Although prior studies have compared LLMs with humans in medical and educational tasks, our work addresses a distinct and previously underexplored gap. We designed a novel evaluation framework built around authentic, course-based questions that students generated during real learning processes, rather than using researcher-designed or exam-style prompts. The open-ended, context-rich questions better capture the complexity and ambiguity of real professional education, offering a more rigorous test of LLMs’ ability to support higher-level learning. In addition, by conducting a multiple comparison among classroom instructors, locally deployed LLMs, and online LLMs, our study extends existing research that typically evaluates a single model type. This design examines not only accuracy but also other dimensions—clarity, comprehensiveness, and influence on student engagement—which are central to real-world educational decision-making. Importantly, while optometry served as the initial application context, the framework itself is broadly generalizable to other specialized health-science disciplines that face similar challenges: limited faculty resources, high cognitive demands, and a need for individualized feedback. Thus, our findings speak not only to optometry education but also to the wider question of how LLMs can be meaningfully integrated into professional training environments.

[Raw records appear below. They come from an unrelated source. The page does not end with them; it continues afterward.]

PR #497, opened 2026-04-21
MLDSA for Pingora

kornelski:


boring/src/mldsa.rs
```diff
@@ -0,0 +1,448 @@
+//! ML-DSA (FIPS 204) post-quantum digital signature.
+//!
+//! ML-DSA-65 is the recommended parameter set, offering NIST security level 3
+//! (roughly equivalent to AES-192).
```
cjpatton: Recommended by whom? ML-DSA-44 is more likely than -65 to get used in TLS.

The present study has several limitations. First, the generalizability of the findings to broader medical education contexts may be limited. Second, the study did not include the most up-to-date reasoning models, which have been shown to outperform non-reasoning models on board-style questions,^24,31 nor did it include GPT-5. Third, image-based questions were not incorporated, even though some of the evaluated models possess multimodal capabilities. Fourth, the dataset relied heavily on optical principles (92 out of 108 questions), which may restrict the applicability of the results to other areas of ophthalmic or medical education. Finally, a subjective and non-standardized rubric was used for grading, which may have introduced evaluator bias.

Conclusion

AI has been significantly impacting various aspects of medical education. In this study, some LLMs significantly outperform human teachers in terms of accuracy, completeness, and comprehensibility. This superiority can be attributed to the vast amount of data available to LLMs and their powerful learning capabilities, as well as the fact that teachers often do not have enough time to consult materials for better responses. Our findings suggest that the integration of AI can introduce new dimensions and vitality to ophthalmology and optometry education. While integrating AI into medical education offers great potential to enhance learning and efficiency, it requires careful attention to its accuracy, reliability, ethical concerns, limited understanding of complex medical contexts, and the risk of over-reliance. A balanced approach—combining AI tools with traditional teaching methods and human oversight—is essential to ensure that future healthcare professionals are fully equipped to deliver high-quality patient care.